Bir bayramı daha geride bıraktık. Yollar yine bildiğimiz
gibi can aldı, manşetler yine” bilanço ağır oldu” diye çıktı. Aynı şeyleri tekrar
edip, farklı sonuçlar bekledik, denetimi sadece bayramlık yaptık, kurallara
uymadık, her zaman ki gibi “bana bir şey olmaz” dedik ve bir çeşit bilinç
körlüğü yaşadık. “9 günlük bayram tatilindeki trafik kazalarında 134 kişi öldü,
816 kişi yaralandı.” ” www.ntv.com.tr. Kayıp ve yaralı sayıları
sadece basına yansıyan çarpışma haberlerinden ve 27 Eylül 2015 saat 17.00e
kadar olan çarpışmalar. “
Son iki yılın bayramlarına baktığımızda
ise gördüğümüz tablo çok da farklı değil.
2014
Ramazan Bayramı 4 Gün toplam 92 kayıp, 657 yaralı. 29 Temmuz 2014 Milliyet
2015
Ramazan Bayramı 4 Gün toplam 64 kayıp, 312 yaralı. 18.7.2015 Milliyet
2014
Kurban Bayramı 4 Gün toplam 58 kayıp, 295 yaralı.8 Ekim 2014 ww.aljazeera.com.tr
2015
Kurban Bayramı 9 Gün toplam 134 kayıp, 816 yaralı. 27.9.2015 www.ntv.com
Bayramlık önlemlerimizi alıyoruz, denetimler artıyor,
uyarılar yapılıyor, trafik polisleri yollarda görev yapıyor ama biz sadece
bayramlarda değil, her gün yollarda
ölüyoruz. Resmi olmayan rakamlara göre hala yılda 8.000-10.000 insanımızı yollarda
kaybediyoruz. Yol kayıp ve yaralanmalarının neden olduğu bu büyük sorunu, her zaman
tozu halının altına süpürür gibi, süpürüyoruz ve öteliyoruz. Binlerce insanımızın yollarda yok oluşunu izliyoruz,
arkasından genellikle kader diyoruz ve ne yazık ki yapılan her çalışmayı,
tamamlanmadan bir proje dosyası olarak raflara kaldırıyoruz. Yıllar önce bir
trafik yasası hazırlandı ve 2008 yılından beri Meclis’te bekliyor. Torba yasadan
yasalar çıktı ama yönetmelikler ve uygulamalar çıkmadı. Günü kurtaracak çözümlerle
karayolu ölüm ve yaralanmalarını azaltmaya çalışıyoruz. 2009 yılında Moskova’da
10 yıllık Eylem Planını imzalamış bir ülke olarak sorumluluklarımızı yerine
getirmiyoruz. Denetimi sürekli yapmazsak, toplumun her kesiminde karayolu ölüm
ve yaralanmaları ile ilgili bir farkındalık oluşturmazsak ve, bu büyük sorunu bir
devlet politikası olarak çözümlemezsek her yıl aynı manşetleri atarız, her yıl binlerce
yeni trafik mağdurunu aramızda görürüz. Açılışlara, ,temel
atma törenlerine ayırdığımız zamanın ve bütçenin sadece dörtte birini karayolu ölüm ve yaralanmalarını azaltmak için
ayırabilseydik, bu kadar kabarık rakamlarla karşılaşır mıydık?

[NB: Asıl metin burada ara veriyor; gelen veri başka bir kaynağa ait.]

PR #1334, opened 2021-08-02
Support zero-param constructor for StrictMode detection

fractalwrench:
## Goal

Adds a zero-parameter constructor for the StrictMode listeners. This avoids users having to call `Bugsnag.getClient()` unnecessarily.

The other constructors have been left as-is to allow for multiple `Client` instantiation and setting chained listeners.


lemnik (approved):
LGTM

lemnik (approved):

PR #1335, opened 2021-08-04
Add Journalable interface

kstenerud:
## Goal

Adds a `Journalable` interface. Implementations of this type can create a `Map<String, Any?>` which can be recorded as an entry in the journal. Most of the existing `Streamable` types have been converted to use this function where appropriate.

## Changeset

Implemented interface on App, AppWithState, Device, DeviceWithState, Metadata, Notifier, Stackframe, Thread, and User. The existing `Streamable` implementation calls `toJournalSection()` rather than writing a custom JSON serializer for each type.

## Testing

Relied on existing test coverage for JSON serializers to confirm that the values are populated correctly.


fractalwrench:
@lemnik I've now rebased these changes to the latest integration branch commit and implemented the Journalable interface across various Bugsnag types - so this will now be ready for review.

lemnik (approved):
LGTM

Bir de madalyonun diğer yüzü var, trafikte meydana gelen
ölüm ve yaralanmalar sadece bir rakam ya da istatistik değildir. Trafik
mağdurlarının hepsi gerçek insanlar ve yaşananlar gerçek aile trajedileri.
Trafik çarpışması sonucu bir yaşamın kaybının ardından, geride kalanların da
kayıpları çok fazladır. Ailesi,
arkadaşları, okulu, işi, sosyal çevresi ve ülkesi de onu kaybetmiş olur. Çarpışma
ardından gelen sorunlar, yaşanan sıkıntılar ve hak alma çabaları yıllarca
sürmekte, yaşanan kaybın yanında yeni mağduriyetler de ortaya çıkartmaktadır.
Biz trafik kazası demiyoruz çünkü
“kaza” kelimesi baştan affetmeyi öngörüyor. Oysa yaşananların hepsi
dikkatsizlik ve sorumsuzluk nedeniyle meydana geliyor yani “öngörülebilir”.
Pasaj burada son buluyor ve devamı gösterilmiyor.